# Sign up for PolicyPal with referral code MATH88 to get PolicyPal credits

Don’t have an account with PolicyPal yet? You’ll need one to start earning credits! Register with referral code MATH88 to receive $10 credits. PolicyPal is a new insurance portal that has various insurance policies. One of the famous ones is “Gigantiq”, which gives an impressive 2% interest per annum. Once you sign up with PolicyPal, using the referral code MATH88, you will receive P$10 PolicyPal credits. Then, just take part in a few simple activities (such as doing really simple quizzes, and do some of their “challenges” which is just clicking a single button). It took me just 5 minutes to earn another P$5 PolicyPal credits. With P$15 PolicyPal credits, you can then redeem your free $10 FairPrice E-Voucher, as shown below. Throughout the entire process, there is no need to fork out a single cent of your own. Do grab your free$10 FairPrice E-Voucher before the offer ends! Once again, the link to sign up for PolicyPal is https://www.policypal.com/referral/r?c=MATH88.

## Free Entry into Science Centre (In Conversation with … John Edmark)

Students interested in the fusion of math, science and art may be interested to attend this wonderful event. Note: Pre-registration is needed for your free entry into the Science centre.

24 March 2018   10:30 – 12:00

Location: Maxwell Auditorium

The Tinkering Studio @ Science Centre Singapore cordially invites you to interact with John Edmark, inventor, designer and artist who teaches design at Stanford University in Palo Alto, California. His most recent work is a series of animated sculptures called Blooms which endlessly unfolds and animates as it spins beneath a strobe light.
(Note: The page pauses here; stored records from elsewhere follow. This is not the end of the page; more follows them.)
PR #40286, opened 2022-01-07
[8.x] Automatically add event description when scheduling a command

maartenpaauw:
# Description

This code will use the command description as event description. This could be useful when listing all scheduled commands.

**Before**

```php
$schedule->command(Command::class)
    ->description((new Command())->getDescription())
    ->daily();
```

**After**
```php
$schedule->command(Command::class)
    ->daily();
```

The code above will output the same result when running `php artisan schedule:list`.


taylorotwell:

PR #40292, opened 2022-01-07
Fulltext sqlserver

otilor:


driesvints:
I think it might be best to create a new branch and copy/paste your code onto it.

PR #40293, opened 2022-01-07
[8.x] Fulltext search for sql server

otilor:
This adds implementation of fulltext search for SQL server

### DIFF
--- a/src/Illuminate/Database/Query/Grammars/SqlServerGrammar.php
+++ b/src/Illuminate/Database/Query/Grammars/SqlServerGrammar.php
@@ -472,6 +472,25 @@ class SqlServerGrammar extends Grammar
     }
 
     /**
+     * Compile a "where fulltext" clause.
+     *
+     * @param  \Illuminate\Database\Query\Builder  $query
+     * @param  array  $where
+     * @return string
+     */
+    public function whereFulltext(Builder $query, $where)
+    {
+        $columns = $this->columnize($where['columns']);
+        $value = $this->parameter($where['value']);
+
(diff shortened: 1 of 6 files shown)


humaneguy:
@driesvints The test for SQL server is failing because I cannot, create full text indexes on `master` database which seems to be the database configured in the workflows

Jubeki:
Maybe this resource for updating the workflow is helpful: https://github.community/t/ms-sql-service-with-full-text-search/137345

driesvints:
Seems that the SQL Server tests indeed need a separate database to be set up to test this. I can look at that when I have some time, otherwise I'd appreciate if anyone could figure that out.

driesvints:
@Jubeki from the error message it seems to me that it's possible to use full text search on the current image but that some databases aren't allowed to use it. If not, then the error message is misleading imo.

humaneguy:
> @Jubeki from the error message it seems to me that it's possible to use full text search on the current image but that some databases aren't allowed to use it. If not, then the error message is misleading imo.

Yes. you can use the full text search on the image but on a different database aside `master, tempdb, or model database`

humaneguy:
@driesvints I'm kind of in another issue here. I have to create a catalog before creating the index. Creating a catalog is another query entirely. Should I still include it in the where ```compileFulltext()``` method?

driesvints:
I have no idea. I have no experience with SQL Server at all.

driesvints:
@humaneguy if we don't have the knowledge to wrap up this PR it's best that we close it for now.

humaneguy:
Yeah. I'd just close it.

PR #40303, opened 2022-01-07
[8.x] Fix Doctrine type mappings creating too many connections

### LINKED ISSUE #40297: #40119 broke how `dbal` array in `config/database.php` is handled.
- Laravel Version: 8.78.1
- PHP Version: 8.1.0
- Database Driver & Version: MySQL 8

### Description:

#40119 introduced an improvement for handling custom Doctrine types. But for some people it broke the test suites. (https://github.com/laravel/framework/pull/40119#issuecomment-1005854737 and https://github.com/laravel/framework/pull/40119#issuecomment-1006906061)

For sequential test runs issue happens when there is only the `dbal` array in `config/database.php` And the issue is gone when adding `DB::registerDoctrineType call` to `AppServiceProvider`. Which is not a good solution because it causes the application to make DB connection while the app is booting.

For parallel test runs issue happens in both cases.

### Steps To Reproduce:

[This](https://github.com/canvural/doctrine-type-bug) repo shows the bug.

bakerkretzmar:
**TLDR:** this PR closes #40297 by only registering custom Doctrine type mappings on a Doctrine connection after that connection is created (as opposed to creating one to register them).

### Context

My and @TomHAnderson's original PR, #40119, created an issue with tests where way too many database connections would be created. We were manually creating a database connection to register the custom type mappings, which caused database connections to be created every time the app boots, and dozens of unnecessary connections to be created when tests are run in parallel.

I'm still not entirely sure why all those connections stick around, I tried manually closing/destroying them through Doctrine and that didn't seem to work.

### DIFF
--- a/src/Illuminate/Database/Connection.php
+++ b/src/Illuminate/Database/Connection.php
@@ -178,6 +178,13 @@ class Connection implements ConnectionInterface
     protected $doctrineConnection;
 
     /**
+     * Type mappings that should be registered with new Doctrine connections.
+     *
+     * @var array
+     */
+    protected $doctrineTypeMappings = [];
+
+    /**
      * The connection resolvers.
      *
      * @var array
@@ -1007,6 +1014,10 @@ class Connection implements ConnectionInterface
                 'driver' => method_exists($driver, 'getName') ? $driver->getName() : null,
                 'serverVersion' => $this->getConfig('server_version'),
             ]), $driver);
+
+            foreach ($this->doctrineTypeMappings as $name => $type) {
+                $this->doctrineConnection->getDatabasePlatform()->registerDoctrineTypeMapping($type, $name);
+            }
         }
 
         return $this->doctrineConnection;
@@ -1035,9 +1046,7 @@ class Connection implements ConnectionInterface
             Type::addType($name, $class);
         }
 
-        $this->getDoctrineSchemaManager()
-            ->getDatabasePlatform()
-            ->registerDoctrineTypeMapping($type, $name);
+        $this->doctrineTypeMappings[$name] = $type;
     }
 
     /**
--- a/src/Illuminate/Database/Connection.php
+++ b/src/Illuminate/Database/Connection.php
@@ -1016,7 +1016,9 @@ class Connection implements ConnectionInterface
             ]), $driver);
 
             foreach ($this->doctrineTypeMappings as $name => $type) {
-                $this->doctrineConnection->getDatabasePlatform()->registerDoctrineTypeMapping($type, $name);
+                $this->doctrineConnection
+                    ->getDatabasePlatform()
+                    ->registerDoctrineTypeMapping($type, $name);
             }
         }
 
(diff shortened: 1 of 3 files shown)


bakerkretzmar:
@canvural @skollro if either of you have feedback about this or are able to test it that would be greatly appreciated 🙏🏻

canvural:
@bakerkretzmar I confirm this fixes it! Thank you! Couldn't test with parallel though.

skollro:
@bakerkretzmar I've just tried your proposed solution.
Registering a custom type via `database.dbal.types` works in sequential and parallel tests now.
`DB::registerDoctrineType()` in the `AppServiceProvider`'s `register` method works for sequential tests, but not for parallel tests.

bakerkretzmar:
> `DB::registerDoctrineType()` in the `AppServiceProvider`'s `register` method works for sequential tests, but not for parallel tests.

@skollro does it work if you do it in the `boot` method?

skollro:
@bakerkretzmar unfortunately, no. It seems like `getDoctrineConnection` isn't even called in parallel test environments 🤔

bakerkretzmar:
@skollro thanks. It does get called but not where I thought it did, working on fixing this now.

src/Illuminate/Database/Connection.php
```diff
@@ -1035,9 +1048,7 @@ public function registerDoctrineType(string $class, string $name, string $type):
             Type::addType($name, $class);
         }
 
-        $this->getDoctrineSchemaManager()
-            ->getDatabasePlatform()
-            ->registerDoctrineTypeMapping($type, $name);
+        $this->doctrineTypeMappings[$name] = $type;
```
bakerkretzmar, line 1051: I've kept this whole `registerDoctrineType` method for backwards compatibility but it can be removed in Laravel 9 because the same method on the DatabaseManager class replaces it. I'll PR that today too.

bakerkretzmar:
I'm pretty sure this fixes the issue now in all the cases mentioned here and in various comments: registering custom types either via `database.dbal.types` or in a service provider, and testing either normally or in parallel.

There is some code duplication here to maintain complete backwards compatibility, I'll submit another PR asap to clean this up a bit for Laravel 9. Basically, the type registration has to happen through the `DatabaseManager` so that it persists across test runs properly in parallel testing, but every single new connection that gets created also has to be provided with the types. If there's a better way to do that than to store them in an array, I'm all ears 😅

driesvints:
Thanks @bakerkretzmar & @TomHAnderson !

skollro:
Thanks! Can confirm `DB::registerDoctrineType()` and `database.dbal.types` also works with parallel testing now.
But the backwards-compatible `DB::connection()->registerDoctrineType()` still breaks parallel tests.

bakerkretzmar:
Yeah use `DB::registerDoctrineType()` or the config. I'm going to remove `DB::connection()->registerDoctrineType()` if possible.

PR #40307, opened 2022-01-07
[8.x] Resolve Blueprint class out of the container

imanghafoori1:
Currently, it is almost impossible to swap the `Blueprint $table` implementation for migrations with a fake one from within a "package space".
Because the `Schema` facade returns a new object each time from the `getFacadeAccessor` method (hence there is no way of mocking or hot swapping) and non of the other objects are resolved out of the container. (Connection objects or Builder objects)
There is also no change of using the `resolver` property on the `Builder` class from a package space because if you set it before the migration starts it will be thrown away after the `Schema` is called in the migration.

Currently "illuminate/database" depends on "illuminate/container" so we can use the Container class directly. (if not wrong)
This way it is possible to swap the Blueprint class upon the `registration phase`.

### DIFF
--- a/src/Illuminate/Database/Schema/Builder.php
+++ b/src/Illuminate/Database/Schema/Builder.php
@@ -3,6 +3,7 @@
 namespace Illuminate\Database\Schema;
 
 use Closure;
+use Illuminate\Container\Container;
 use Illuminate\Database\Connection;
 use InvalidArgumentException;
 use LogicException;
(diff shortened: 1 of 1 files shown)


taylorotwell:
Why do you want to write a custom Blueprint?

imanghafoori1:
This is part of the migrator UI package, we need to have a spy blueprint to see what is going to be done in migrations without actually performing them. Currently, the package is reading the migration code by regex, which is crappy.

https://github.com/rezaamini-ir/migrator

Come join us for this talk where John will share his work with logarithmic spiral structures, Fibonacci numbers, and the Golden Ratio (Ф), and how it all led to his inventing Blooms. His masterful illusions are the results of a marriage between art and mathematics.
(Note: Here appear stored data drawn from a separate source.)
Issue #40308, opened 2022-01-08
Gte/Lte/Lt/Gt incorrectly treat strings as numeric?


sparxooo:
- Laravel Version: 8.75.
- PHP Version: 8.1.1

### Description:
When validating strings using Gte/Gt/Lte/Lt, as per the Laravel docs, it should count characters in strings, as per the size validator.

When validating "password" using rule "gte:8" it will fail
When validating "8" using rule "gte:8" it will pass
When validating "7" using rule "gte:8" it will fail
When validating "9" using rule "gte:8" it will pass

Size works correctly: 

When validating "password" using rule "size:8" it will pass
When validating "8" using rule "size:8" it will fail

If i'm doing it wrong, I apologise!

### Steps To Reproduce:

Validate a string with lte/lt/gt/gte to match lengths

driesvints:
Hi there,

Thanks for reporting but it looks like this is a question which can be asked on a support channel. Please only use this issue tracker for reporting bugs with the library itself. If you have a question on how to use functionality provided by this repo you can try one of the following channels:

- [Laracasts Forums](https://laracasts.com/discuss)
- [Laravel.io Forums](https://laravel.io/forum)
- [StackOverflow](https://stackoverflow.com/questions/tagged/laravel)
- [Discord](https://discordapp.com/invite/KxwQuKb)
- [Larachat](https://larachat.co)
- [IRC](https://web.libera.chat/?nick=laravelnewbie&channels=#laravel)

However, this issue will not be locked and everyone is still free to discuss solutions to your problem!

Thanks.

sparxooo:
Hi driesvints,

Either the documentation is wrong, or there is a bug.

[Validation Rule GTE](https://laravel.com/docs/8.x/validation#rule-gte)

```
Rule GTE
The field under validation must be greater than or equal to the given field. The two fields must be of the same type. Strings, numerics, arrays, and files are evaluated using the same conventions as the size rule.
```

The problem is that it _does not_ evaluate it the same as the size rule. There is some more logic in the code before it uses the getSize function (and I believe part of the issue is that it checks the type of the parameter, which is always going to be a number, and so it never actually gets to calling getSize).

sparxooo:
Furthermore to this issue, i've managed (finally! :) ) to set up PHP debugging, and i've stepped through the code:

I believe that Issue #33711 and #28174 have both contributed to this change in behaviour (and this was commented about in the latter!)

It immediately falls into the below, as $parameters[0] is 8: 

[...]

PR #40309, opened 2022-01-08
Fix for the GT, GTE, LT, LTE comparison operators not comparing strings, arrays, or files to a numeric parameter

sparxooo:
Fix for the GT, GTE, LT, LTE operators not comparing to a numeric value (i.e. characters in strings, file length or array length). Fixes my issue #40308 

For proof of bug, run the tests included in this PR without the changes to ValidatesAttributes.php file.

Removes the numeric check for value (which may not be numeric if comparing strings, files or arrays). This is the case if you do not pass another attribute to compare to (i.e. just passing in a number to compare to). getSize has the logic required to deal with what type it is.

This means that the operators work correctly, as per the Laravel documentation.

Tests fully pass on my machine.

### DIFF
--- a/src/Illuminate/Validation/Concerns/ValidatesAttributes.php
+++ b/src/Illuminate/Validation/Concerns/ValidatesAttributes.php
@@ -1000,7 +1000,7 @@ trait ValidatesAttributes
 
         $this->shouldBeNumeric($attribute, 'Gt');
 
-        if (is_null($comparedToValue) && (is_numeric($value) && is_numeric($parameters[0]))) {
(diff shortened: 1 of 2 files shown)


driesvints:
You misunderstand how this works. These rules don't accept numbers but references to other fields.

sparxooo:
> You misunderstand how this works. These rules don't accept numbers but references to other fields.

You replied to my issue, but never actually said this. I didn't realise I'd misread the docs (and even then, it will still work with numeric values when it shouldn't?).

Is this likely to break any existing logic if it were to be implemented as a new feature rather than a "bug fix" as it were?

RSVP: to Ms Jenny Leong by 18 March 2018.

Pre-registration is required for your complimentary entry into the Science Centre.
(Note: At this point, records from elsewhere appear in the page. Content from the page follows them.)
PR #40312, opened 2022-01-09
[8.x] Fix: Str::substrReplace() doesn't support multibyte

NewEXE:
Because of https://github.com/laravel/framework/pull/39988, Str::substrReplace() method doesn't support multibyte encoding.

```php
$expected = 'Ларавел – PHP-фреймворк';
$actual = \Illuminate\Support\Str::substrReplace('Ларавел фреймворк', '– PHP-фреймворк', 8);
dump($expected, $actual);

// Expected result:
// 'Ларавел – PHP-фреймворк'
// Actual result:
// 'Лара– PHP-фреймворк'
```

For now this was fixed. Thanks to https://github.com/sallaizalan/mb-substr-replace/blob/master/mbsubstrreplace.php

### DIFF
--- a/src/Illuminate/Support/Str.php
+++ b/src/Illuminate/Support/Str.php
@@ -891,6 +891,7 @@ class Str
         }
 
         $start = static::substr($string, 0, $offset);
+
         $end = static::substr($string, $offset + $length, static::length($string, 'UTF-8'));
 
         return $start.$replace.$end;
--- a/src/Illuminate/Support/Str.php
+++ b/src/Illuminate/Support/Str.php
@@ -893,7 +893,7 @@ class Str
         $start = static::substr($string, 0, $offset);
         $end = static::substr($string, $offset + $length, static::length($string, 'UTF-8'));
 
-        return $start . $replace . $end;
+        return $start.$replace.$end;
     }
 
     /**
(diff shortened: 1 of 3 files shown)


ralphjsmit:
Isn't this more of a PHP-issue? The `Str::substrReplace()` function is just a wrapper around PHP's native `substr_replace()` function, which [doesn't support multibytes](https://www.php.net/manual/en/function.substr-replace.php#48066)..

taylorotwell:
True `substr_replace` has array support @NewEXE - which this PR doesn't account for. Overall idea is fine though.

NewEXE:
> Isn't this more of a PHP-issue? The `Str::substrReplace()` function is just a wrapper around PHP's native `substr_replace()` function, which [doesn't support multibytes](https://www.php.net/manual/en/function.substr-replace.php#48066)..

Of course this is PHP issue (and mb_* functions set is big kludge), but please see on `length()`, `title()`, `lower()`, `upper()` methods in `Support\Str` - this ones are wrappers for mb_* functions for providing multibyte strings support

NewEXE:
@taylorotwell my bad. I don't see easy way to handle arrays in params, but in **voku/portable-utf8** this issue was solved: https://github.com/voku/portable-utf8/blob/master/src/voku/helper/UTF8.php#L11890
Maybe we need to use this library as we use **voku/portable-ascii** for ASCII-related functions?..

PR #40313, opened 2022-01-09
[8.x] default value on join

abbasudo:
this pr will add a  default second value on join so you dont have to specify secod parameter


GrahamCampbell:
This is a major breaking change, and cannot go to 8.x.

PR #40393, opened 2022-01-13
[9.x] Uses `static` instead `static<TKey, TValue>`

canvural:
This PR changes the `static<TKey, TValue>` syntax to `static`. Some tools do not support generic static PHPDocs. And since they both have the same meaning, there is no braking change. 

Static analysis tool results or IDE completion is also not effected.


nunomaduro (approved):
This pull request is correct. ✅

## Singapore Math Free Resources for Homeschool

Singapore Math is a popular resource for homeschooling children in the United States and many countries. Due to its challenging questions and unique methodology, Singapore Math prepares children for real math at higher levels.

We have curated some of the best Singapore Math Free Resources on the net:

1. https://thegoodgoatmomma.com/2014/10/17/free-singapore-math-curriculum-resources/
Has a good list of free resources including Curriculum and Tutorials.
2. https://singaporemathsource.com/resources/singapore-math-web-sites/
Some free online content to supplement Singapore Math.
3. https://www.freeeducationalresources.com/singaporemath/Singapore_Math.htm
This is an excellent treasure trove of free Singapore Math Worksheets (PDF).
4. https://www.onlinemathlearning.com/singapore-math.html
Many questions with worked solutions with Singapore Math Model method.
5. http://www.sgtestpaper.com/sgmath/
Includes questions modeled from real Singapore schools’ questions.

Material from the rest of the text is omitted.